## Count the paths

You are given a grid of cells with size `N` rows by `M` columns. A robot is situated at the bottom-left cell (row `N-1`, column `0`). It can move from cell to cell but only to the right and to the top. Some cells are empty and the robot can pass through them but others are not and the robot cannot enter such cells. The robot cannot go outside the grid boundaries.

The robot has a goal to reach top-right cell (row `0`, column `M-1`). Both the start and end cells are always empty. You need to compute the number of different paths that the robot can take from start to end. Only count paths that visit empty cells and move only to the right and up.

`N` and `M` will be numbers in the range `[1, 512]`.

Write a method, which accepts the grid as an argument and returns one integer - the total number of different paths that the robot can take from the start to the end cell, MODULO `1,000,003`. The reason we will use the modulo operation here is that the actual result could become a really big number and we don’t want to let handling big numbers complicate the task more.

The input grid will contain `N` strings with `M` characters each - either `'0'` or `'1'`, with `'0'` meaning an empty cell and `'1'` meaning an occupied cell. Each of these strings corresponds to a row in the grid.

### Solution

This is another classic task, which can be solved efficiently using dynamic programming. The robot always starts at the bottom left cell. We need to figure out the parameters of the sub-problems. It is quite obvious that this can be the row and column of the cell to reach.

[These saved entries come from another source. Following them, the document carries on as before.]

PR #2461, opened 2019-04-09
[DE] Re-implementing strict double validation

rinkk:
Previous implementation didn't work with small value ranges for some reason (such as GMSH preferences where some params need to be in [0;1]).

This fixes an issue with unchangable parameter values in the GMSH dialog.
Also adjusts the minimum default value for parameters to something more reasonable.

(No entry to the changelog because this was supposed to work anyway. I *think* it *did* work in the past, possibly something was changed in QDoubleValidator?)

### DIFF
--- a/Applications/DataExplorer/DataView/GMSHPrefsDialog.cpp
+++ b/Applications/DataExplorer/DataView/GMSHPrefsDialog.cpp
@@ -43,11 +43,11 @@ GMSHPrefsDialog::GMSHPrefsDialog(GeoLib::GEOObjects const& geoObjects, QDialog* 
     param1->setValidator (max_number_of_points_in_quadtree_leaf_validator);
     // object will be deleted by Qt
     auto* mesh_density_scaling_pnts_validator(
-        new StrictDoubleValidator(1e-10, 1.0, 5, this->param2));
+        new StrictDoubleValidator(0, 1, 5, this->param2));
     param2->setValidator (mesh_density_scaling_pnts_validator);
     // object will be deleted by Qt#
     auto* mesh_density_scaling_stations_validator(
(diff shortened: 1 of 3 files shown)


Applications/DataExplorer/DataView/GMSHPrefsDialog.cpp
```diff
@@ -147,16 +147,17 @@ void GMSHPrefsDialog::accept()
...
+        double const min_scaling_factor (1e-10);
         max_number_of_points_in_quadtree_leaf = BaseLib::str2number<unsigned> (
                 param1->text().toStdString().c_str());
         if (max_number_of_points_in_quadtree_leaf == 0)
             max_number_of_points_in_quadtree_leaf = 10;
         mesh_density_scaling_pnts = fabs (param2->text().toDouble());
-        if (mesh_density_scaling_pnts < sqrt(std::numeric_limits<double>::epsilon()))
-            mesh_density_scaling_pnts = 0.5;
+        if (mesh_density_scaling_pnts < min_scaling_factor)
+            mesh_density_scaling_pnts = min_scaling_factor;
```
TomFischer: In the previous version the value was 10 x larger than the value for `mesh_density_scaling_stations`. Now, `mesh_density_scaling_pnts` equals `mesh_density_scaling_stations`. Is this change intended?

rinkk: Yes, it is intended. The smallest possible number allowed by the DoubleValidator is "0", but the algorithm requires a small positive value. So instead of setting it to the (relatively large) default value, it is now set to the previously allowed minimum value of 1^{-10}.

Once we compute this answer for the top row and right-most column we will have the answer to the whole task. Now, let’s figure out the recursive relation between a problem and its sub-problems.

Once a robot is in a given cell `(x, y)`, there are two other cells, which it could have come from: `(x-1, y)` and `(x, y-1)`. Here we assume that the rows are numbered in increasing order from bottom to top and the columns are numbered in increasing order from left to right. Of course, we need to mention that for some cells there is only one cells from which the robot could have come. And for the start cell of the robot there are no cells from which it could have come there. For simplicity’s sake let’s assume below that there are two cells that lead to each cell. We will have to handle the edge cases in our implementation.

The above means that for each cell `(x, y)` there will be two types of paths that lead to it: the ones that pass through `(x-1, y)` and the ones that pass through `(x, y-1)`.

These two sets of paths have an empty intersection. So we can easily say that the answer for `(x, y)` can be computed the following way:

``````F(x, y) = F(x-1, y) + F(x, y-1)
``````

The base case for our task is the number of paths that lead to the starting cell of the robot. Obviously, the answer for it is 1.

There is one more detail to mention. For the cells, which are occupied `F(x, y) = 0` because there are no paths leading to them, it’s impossible to get to these cells.

As mentioned already in this section the solution could use one of the two techniques to compute the answers: bottom-up or top-down. If using bottom-up it will be easy to compute the answers row by row because each cell only needs one value from the row below it and one value from the same row. This would allow us to save on memory if that’s needed. For our particular task where the maximum size of the board is 512x512 storing the whole board in memory is not such a big issue.

We could also implement a top-down solution, which recursively computes the values it needs on demand and stores the computed result for each cell in memory so it can be reused.

The time complexity of the described solutions is `O(N*M)` because for each cell we will compute the answer only once.